A new laser treatment for hard-to-treat glaucoma can lower eye pressure just as well as the older method, but with far less pain and swelling. That’s the key finding from a new head-to-head comparison in people who had run out of other options.
Glaucoma is a leading cause of irreversible blindness worldwide. It damages the optic nerve, often because pressure inside the eye rises too high. Many people manage it with eye drops, laser procedures, or surgery. But for some, standard treatments stop working. This is called refractory glaucoma, and it can be stressful for patients and their doctors.
The older laser approach, called continuous-wave transscleral cyclophotocoagulation (CW-TSCPC), has been used for decades to lower eye pressure by reducing fluid production inside the eye. It works, but it can be painful and cause prolonged inflammation. That’s where the newer micropulse version (MP-TSCPC) comes in.
Here’s the twist: the micropulse laser delivers energy in short bursts rather than a constant beam. Think of it like a light switch turned on and off rapidly instead of left on all the time. This pattern gives the eye tissue time to cool between pulses, which may protect the surface and reduce side effects. The goal is the same—lower eye pressure—but the path is gentler.

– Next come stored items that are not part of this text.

PR #2393, opened 2024-05-03
fix: instantiate preinstalled snaps on cleanup

Prithpal-Sooriya:
Preinstalled snaps should not be cleaned up. This ensures they are saved and have the correct permissions when a cleanup is performed.

This comes from testing with Extensions PreInstalled snaps. As a user is setting up a new wallet, the SnapController will have its state cleared.
https://github.com/MetaMask/metamask-extension/blob/develop/app/scripts/metamask-controller.js#L3780

Due to this, any Snap calls made using preinstalled snaps will fail with:
`Snap "npm:<SNAP_ID>" is not permitted to use "endowment:rpc"`

### DIFF
--- a/packages/snaps-controllers/src/snaps/SnapController.ts
+++ b/packages/snaps-controllers/src/snaps/SnapController.ts
@@ -1778,7 +1778,9 @@ export class SnapController extends BaseController<
     });
 
     // We want to remove all snaps & permissions, except for preinstalled snaps
-    this.#handlePreinstalledSnaps(this.#preinstalledSnaps);
+    if (this.#preinstalledSnaps) {
+      this.#handlePreinstalledSnaps(this.#preinstalledSnaps);
+    }
   }
 
   /**
--- a/packages/snaps-controllers/src/snaps/SnapController.ts
+++ b/packages/snaps-controllers/src/snaps/SnapController.ts
@@ -1777,9 +1777,15 @@ export class SnapController extends BaseController<
       state.snapStates = {};
     });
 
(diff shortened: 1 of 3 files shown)


matteoscurati (dismissed):
LGTM

packages/snaps-controllers/src/snaps/SnapController.ts
```diff
@@ -1773,6 +1776,9 @@ export class SnapController extends BaseController<
       state.snaps = {};
       state.snapStates = {};
     });
+
+    // We want to remove all snaps & permissions, except for preinstalled snaps
+    this.#handlePreinstalledSnaps(this.#preinstalledSnaps);
```
FrederikBolding, line 1781:
```suggestion
    if (this.#preinstalledSnaps) {
      this.#handlePreinstalledSnaps(this.#preinstalledSnaps);
    }
```

packages/snaps-controllers/src/snaps/SnapController.ts
```diff
@@ -758,6 +758,8 @@ export class SnapController extends BaseController<
     StatusStates
   >;
 
+  #preinstalledSnaps: PreinstalledSnap[] = [];
```
FrederikBolding, line 761:
```suggestion
  #preinstalledSnaps: PreinstalledSnap[] | null;
```

Then assign below in the constructor

matteoscurati (dismissed):
Ok!

Mrtenz (approved):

In this study, researchers enrolled 52 patients with refractory glaucoma and randomly assigned them to receive either the micropulse laser or the continuous-wave laser. Each group had 26 patients at the start. Patients were followed for 18 months, and the study was single-blind, meaning patients didn’t know which laser they received. The main measures were eye pressure, the number of glaucoma medications needed, vision stability, quality of life, and side effects.
By the end of the study, 47 patients completed follow-up: 24 in the micropulse group and 23 in the continuous-wave group. Eye pressure dropped by about 34% in the micropulse group and about 43% in the continuous-wave group. The difference was small and just missed statistical significance, which suggests both lasers can lower pressure effectively.
Success rates were similar between the two groups. Complete success—meaning eye pressure stayed in the target range without any medications—was 25% for micropulse and 22% for continuous-wave. Qualified success—pressure controlled with the help of eye drops—was 29% for micropulse and 39% for continuous-wave. Combined, about 54% of micropulse patients and 61% of continuous-wave patients achieved success with or without medications. None of these differences were statistically significant.
But the safety profile told a different story. Nearly 57% of continuous-wave patients reported postoperative pain, compared with just 21% in the micropulse group. Prolonged inflammation was also more common with the continuous-wave laser (35% vs. 8%). Visual function stayed stable in both groups, and quality of life improved more in the micropulse group, though the between-group difference was not statistically significant.
This doesn’t mean this treatment is available yet.
An important caveat is that this was a small, single-center study with an 18-month follow-up. Larger, longer trials are needed to confirm these findings and to see how the lasers perform in a wider range of patients. The study also used a single-blind design, which helps reduce bias but doesn’t eliminate it.
Still, the results fit with a growing trend toward gentler glaucoma procedures. Micropulse laser technology has been explored for several eye conditions, and this study adds evidence that it can match the pressure-lowering effect of the older method while improving comfort. For patients who need additional treatment beyond drops or surgery, that could mean a more tolerable option.
What this means for you: If you have refractory glaucoma and are considering laser treatment, ask your eye doctor whether micropulse cyclophotocoagulation is available and whether you might be a candidate. It’s not a cure, and it won’t replace drops or surgery for everyone, but it could help lower pressure with fewer side effects. As always, discuss the risks and benefits with your care team.
What happens next: Researchers will need larger, multi-center trials to confirm these results and to refine treatment protocols. Insurance coverage and regulatory approval will also depend on more data. For now, the micropulse approach looks promising as a balanced option that offers similar pressure control with a better safety profile.